--- Work instructions ---
Whenever the string "What" turns up in a line of the data below, copy that line.

┌────────

PR #8097, opened 2026-04-29
[chore] functional slice building

vilgotf:
Noticed some redundant procedural code.


martin-g (commented):
What is the reason at some places to use Range::map+collect and at others repeat_with+take ?

mattiapitossi (approved):

vilgotf:
> What is the reason at some places to use Range::map+collect and at others repeat_with+take ?

It's whether or not indices matter: `FnMut({Int}) -> T` vs `FnMut() -> T`.

martin-g (approved):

└────────

--- Solution for this problem ---
What is the reason at some places to use Range::map+collect and at others repeat_with+take ?
> What is the reason at some places to use Range::map+collect and at others repeat_with+take ?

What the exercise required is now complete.